Material supplied |
Issue #2127, opened 2023-09-12
[Bug]: AssertionError when dealing with unnamed parameters


glarregay-tob:
### Describe the issue:

If you want to print a parameter name, and the parameter is unnamed, you get:
```
Traceback (most recent call last):
  File "<stdin>", line 3, in <module>
  File "/opt/homebrew/lib/python3.11/site-packages/slither/core/variables/variable.py", line 182, in __str__
    assert self._name
AssertionError
```

### Code example to reproduce the issue:

Contract:
```solidity
//SPDX-License-Identifier: UNLICENSED

pragma solidity 0.8.10;

contract TestSlither {
    function test_function(uint256 param1, uint256, address param3) public {
        
    }
}
```

Script:
```python
from slither import Slither

s = Slither("poc.sol")
c = s.contracts[0]

for f in c.functions:
    for p in f.parameters:
        print(p)
```

### Version:

0.9.6

0xalpharush:
We can change this to be optional and remove the assertion

PR #2158, opened 2023-10-06
Allow function parameter name to be empty when casting to string

dokzai:
Hello!

This is my attempt at addressing #2127  with 1 test added.

Thanks!

### DIFF
--- a/slither/core/variables/variable.py
+++ b/slither/core/variables/variable.py
@@ -179,5 +179,4 @@ class Variable(SourceMapping):
         return f'{name}({",".join(parameters)})'
 
     def __str__(self) -> str:
-        assert self._name
         return self._name
--- a/tests/e2e/compilation/test_resolution.py
+++ b/tests/e2e/compilation/test_resolution.py
@@ -43,3 +43,18 @@ def test_cycle(solc_binary_path) -> None:
     solc_path = solc_binary_path("0.8.0")
     slither = Slither(Path(TEST_DATA_DIR, "test_cyclic_import", "a.sol").as_posix(), solc=solc_path)
     _run_all_detectors(slither)
+
+
+def test_contract_function_parameter(solc_binary_path) -> None:
+    solc_path = solc_binary_path("0.8.0")
+    standard_json = SolcStandardJson()
+    standard_json.add_source_file(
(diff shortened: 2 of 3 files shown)


slither/core/variables/variable.py
```diff
@@ -179,5 +179,4 @@ def solidity_signature(self) -> str:
         return f'{name}({",".join(parameters)})'
 
     def __str__(self) -> str:
```
0xalpharush, line 181:
```suggestion
    def __str__(self) -> Optional[str]:
```

tests/e2e/compilation/test_resolution.py
```diff
@@ -43,3 +43,18 @@ def test_cycle(solc_binary_path) -> None:
...
+    standard_json.add_source_file(
+        Path(TEST_DATA_DIR, "test_contract_data", "test_contract_data.sol").as_posix()
+    )
+    compilation = CryticCompile(standard_json, solc=solc_path)
+    slither = Slither(compilation)
+    contract = slither.contracts[0]
+
+    for function in contract.functions:
+        for parameter in function.parameters:
+            str(parameter)
```
0xalpharush, line 60:
```suggestion
        assert(function.parameters[1].name is None)
```

slither/core/variables/variable.py
0xalpharush: Nvm, the Optional type should apply to the name property

slither/core/variables/variable.py
```diff
@@ -179,5 +179,4 @@ def solidity_signature(self) -> str:
...
-        assert self._name
         return self._name
```
0xalpharush, line 182: Maybe we should return `""` when `self._name is None`

tests/e2e/compilation/test_resolution.py
dokzai: For the test example, the parameter name is set to empty string: https://github.com/crytic/slither/blob/master/slither/solc_parsing/variables/variable_declaration.py#L143

0xalpharush: Ah, so it's not `None` it's an empty string. I guess the assertion failing was only because "" is falsy value. You can disregard my comments

montyly:
This great, thanks @dokzai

Task directions |
Output the records above, each one exactly, with none left out.

Response to the exercise |
Issue #2127, opened 2023-09-12
[Bug]: AssertionError when dealing with unnamed parameters


glarregay-tob:
### Describe the issue:

If you want to print a parameter name, and the parameter is unnamed, you get:
```
Traceback (most recent call last):
  File "<stdin>", line 3, in <module>
  File "/opt/homebrew/lib/python3.11/site-packages/slither/core/variables/variable.py", line 182, in __str__
    assert self._name
AssertionError
```

### Code example to reproduce the issue:

Contract:
```solidity
//SPDX-License-Identifier: UNLICENSED

pragma solidity 0.8.10;

contract TestSlither {
    function test_function(uint256 param1, uint256, address param3) public {
        
    }
}
```

Script:
```python
from slither import Slither

s = Slither("poc.sol")
c = s.contracts[0]

for f in c.functions:
    for p in f.parameters:
        print(p)
```

### Version:

0.9.6

0xalpharush:
We can change this to be optional and remove the assertion

PR #2158, opened 2023-10-06
Allow function parameter name to be empty when casting to string

dokzai:
Hello!

This is my attempt at addressing #2127  with 1 test added.

Thanks!

### DIFF
--- a/slither/core/variables/variable.py
+++ b/slither/core/variables/variable.py
@@ -179,5 +179,4 @@ class Variable(SourceMapping):
         return f'{name}({",".join(parameters)})'
 
     def __str__(self) -> str:
-        assert self._name
         return self._name
--- a/tests/e2e/compilation/test_resolution.py
+++ b/tests/e2e/compilation/test_resolution.py
@@ -43,3 +43,18 @@ def test_cycle(solc_binary_path) -> None:
     solc_path = solc_binary_path("0.8.0")
     slither = Slither(Path(TEST_DATA_DIR, "test_cyclic_import", "a.sol").as_posix(), solc=solc_path)
     _run_all_detectors(slither)
+
+
+def test_contract_function_parameter(solc_binary_path) -> None:
+    solc_path = solc_binary_path("0.8.0")
+    standard_json = SolcStandardJson()
+    standard_json.add_source_file(
(diff shortened: 2 of 3 files shown)


slither/core/variables/variable.py
```diff
@@ -179,5 +179,4 @@ def solidity_signature(self) -> str:
         return f'{name}({",".join(parameters)})'
 
     def __str__(self) -> str:
```
0xalpharush, line 181:
```suggestion
    def __str__(self) -> Optional[str]:
```

tests/e2e/compilation/test_resolution.py
```diff
@@ -43,3 +43,18 @@ def test_cycle(solc_binary_path) -> None:
...
+    standard_json.add_source_file(
+        Path(TEST_DATA_DIR, "test_contract_data", "test_contract_data.sol").as_posix()
+    )
+    compilation = CryticCompile(standard_json, solc=solc_path)
+    slither = Slither(compilation)
+    contract = slither.contracts[0]
+
+    for function in contract.functions:
+        for parameter in function.parameters:
+            str(parameter)
```
0xalpharush, line 60:
```suggestion
        assert(function.parameters[1].name is None)
```

slither/core/variables/variable.py
0xalpharush: Nvm, the Optional type should apply to the name property

slither/core/variables/variable.py
```diff
@@ -179,5 +179,4 @@ def solidity_signature(self) -> str:
...
-        assert self._name
         return self._name
```
0xalpharush, line 182: Maybe we should return `""` when `self._name is None`

tests/e2e/compilation/test_resolution.py
dokzai: For the test example, the parameter name is set to empty string: https://github.com/crytic/slither/blob/master/slither/solc_parsing/variables/variable_declaration.py#L143

0xalpharush: Ah, so it's not `None` it's an empty string. I guess the assertion failing was only because "" is falsy value. You can disregard my comments

montyly:
This great, thanks @dokzai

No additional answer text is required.